* Work to be completed: When you spot the word "asdadaversa" in a line of the data below, copy that line.
++++
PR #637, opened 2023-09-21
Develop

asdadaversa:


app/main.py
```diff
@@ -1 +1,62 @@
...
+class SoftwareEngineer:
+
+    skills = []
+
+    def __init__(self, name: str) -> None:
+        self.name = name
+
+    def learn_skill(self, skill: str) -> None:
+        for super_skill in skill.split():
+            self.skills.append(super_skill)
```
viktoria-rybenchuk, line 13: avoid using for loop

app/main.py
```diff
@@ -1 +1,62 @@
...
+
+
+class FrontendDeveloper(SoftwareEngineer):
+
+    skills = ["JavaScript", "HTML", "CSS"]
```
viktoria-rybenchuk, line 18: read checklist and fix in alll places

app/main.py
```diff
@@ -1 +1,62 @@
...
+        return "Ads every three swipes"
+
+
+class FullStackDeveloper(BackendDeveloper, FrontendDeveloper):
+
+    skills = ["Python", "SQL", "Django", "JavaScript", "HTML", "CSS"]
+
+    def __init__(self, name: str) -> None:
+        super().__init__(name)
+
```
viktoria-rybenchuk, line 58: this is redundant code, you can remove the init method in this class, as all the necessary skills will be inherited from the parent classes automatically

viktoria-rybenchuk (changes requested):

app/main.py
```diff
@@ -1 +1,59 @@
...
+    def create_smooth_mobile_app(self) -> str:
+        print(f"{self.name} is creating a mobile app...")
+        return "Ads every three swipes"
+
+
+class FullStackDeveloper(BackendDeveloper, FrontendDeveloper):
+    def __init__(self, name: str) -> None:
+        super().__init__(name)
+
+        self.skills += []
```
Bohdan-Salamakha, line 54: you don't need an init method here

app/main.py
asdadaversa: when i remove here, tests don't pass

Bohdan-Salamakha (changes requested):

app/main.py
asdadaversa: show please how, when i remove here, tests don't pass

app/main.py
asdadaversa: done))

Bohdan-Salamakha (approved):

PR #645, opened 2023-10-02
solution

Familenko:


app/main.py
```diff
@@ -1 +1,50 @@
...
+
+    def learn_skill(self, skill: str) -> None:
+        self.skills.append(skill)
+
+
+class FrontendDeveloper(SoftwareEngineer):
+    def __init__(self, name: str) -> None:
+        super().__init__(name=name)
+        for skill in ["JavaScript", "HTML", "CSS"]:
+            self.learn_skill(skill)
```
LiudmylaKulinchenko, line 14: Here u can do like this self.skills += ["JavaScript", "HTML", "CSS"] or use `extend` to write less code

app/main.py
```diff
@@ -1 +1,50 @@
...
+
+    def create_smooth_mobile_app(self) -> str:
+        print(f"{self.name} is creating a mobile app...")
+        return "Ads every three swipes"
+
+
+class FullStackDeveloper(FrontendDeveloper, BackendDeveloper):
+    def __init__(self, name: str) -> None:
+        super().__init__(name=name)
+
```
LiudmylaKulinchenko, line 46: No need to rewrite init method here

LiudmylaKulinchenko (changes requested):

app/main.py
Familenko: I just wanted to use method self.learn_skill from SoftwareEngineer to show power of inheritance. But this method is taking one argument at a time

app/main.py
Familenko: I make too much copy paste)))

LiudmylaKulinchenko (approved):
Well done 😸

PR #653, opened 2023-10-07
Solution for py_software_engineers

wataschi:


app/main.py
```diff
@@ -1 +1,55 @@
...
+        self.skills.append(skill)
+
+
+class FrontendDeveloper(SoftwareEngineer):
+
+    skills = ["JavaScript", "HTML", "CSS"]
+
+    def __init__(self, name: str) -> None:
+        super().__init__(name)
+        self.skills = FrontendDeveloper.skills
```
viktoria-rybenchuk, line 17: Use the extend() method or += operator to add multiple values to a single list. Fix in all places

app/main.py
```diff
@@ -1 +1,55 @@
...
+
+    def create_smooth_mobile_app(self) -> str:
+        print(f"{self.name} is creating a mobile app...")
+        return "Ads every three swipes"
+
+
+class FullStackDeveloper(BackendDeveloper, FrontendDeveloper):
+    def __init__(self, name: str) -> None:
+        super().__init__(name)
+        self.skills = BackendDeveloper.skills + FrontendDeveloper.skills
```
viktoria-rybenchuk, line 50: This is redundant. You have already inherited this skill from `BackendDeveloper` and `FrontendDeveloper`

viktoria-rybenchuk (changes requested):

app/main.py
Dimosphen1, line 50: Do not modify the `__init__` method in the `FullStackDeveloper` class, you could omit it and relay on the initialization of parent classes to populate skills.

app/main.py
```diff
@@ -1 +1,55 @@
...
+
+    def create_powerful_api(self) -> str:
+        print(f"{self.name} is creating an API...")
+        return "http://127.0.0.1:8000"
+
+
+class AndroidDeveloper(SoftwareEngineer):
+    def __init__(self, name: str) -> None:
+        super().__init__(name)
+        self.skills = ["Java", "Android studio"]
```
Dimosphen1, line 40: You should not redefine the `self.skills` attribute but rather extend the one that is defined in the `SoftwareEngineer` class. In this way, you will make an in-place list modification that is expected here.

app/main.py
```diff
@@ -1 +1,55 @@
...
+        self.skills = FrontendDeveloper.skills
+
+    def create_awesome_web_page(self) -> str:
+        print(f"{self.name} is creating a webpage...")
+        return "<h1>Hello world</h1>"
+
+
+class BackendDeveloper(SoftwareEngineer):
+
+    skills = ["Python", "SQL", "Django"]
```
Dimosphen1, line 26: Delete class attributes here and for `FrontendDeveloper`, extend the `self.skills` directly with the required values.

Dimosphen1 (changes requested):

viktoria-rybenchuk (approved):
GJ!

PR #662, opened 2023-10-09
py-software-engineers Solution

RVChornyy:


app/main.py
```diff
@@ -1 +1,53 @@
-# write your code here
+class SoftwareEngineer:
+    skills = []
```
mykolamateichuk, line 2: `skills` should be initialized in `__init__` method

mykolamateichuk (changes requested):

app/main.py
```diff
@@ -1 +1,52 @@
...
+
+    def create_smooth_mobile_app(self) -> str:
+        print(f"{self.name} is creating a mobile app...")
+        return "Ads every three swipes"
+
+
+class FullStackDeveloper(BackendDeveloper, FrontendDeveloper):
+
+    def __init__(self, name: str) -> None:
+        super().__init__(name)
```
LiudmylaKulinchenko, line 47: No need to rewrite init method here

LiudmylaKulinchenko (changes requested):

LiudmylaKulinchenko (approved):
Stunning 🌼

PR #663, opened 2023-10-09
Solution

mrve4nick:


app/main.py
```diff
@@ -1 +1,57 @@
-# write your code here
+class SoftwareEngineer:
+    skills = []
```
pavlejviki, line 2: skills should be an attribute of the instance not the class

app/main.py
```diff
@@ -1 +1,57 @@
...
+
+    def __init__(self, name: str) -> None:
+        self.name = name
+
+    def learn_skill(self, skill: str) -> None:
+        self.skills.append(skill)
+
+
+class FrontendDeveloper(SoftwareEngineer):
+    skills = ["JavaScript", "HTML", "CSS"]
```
++++
* Response to the exercise:
asdadaversa:
asdadaversa: when i remove here, tests don't pass
asdadaversa: show please how, when i remove here, tests don't pass
asdadaversa: done))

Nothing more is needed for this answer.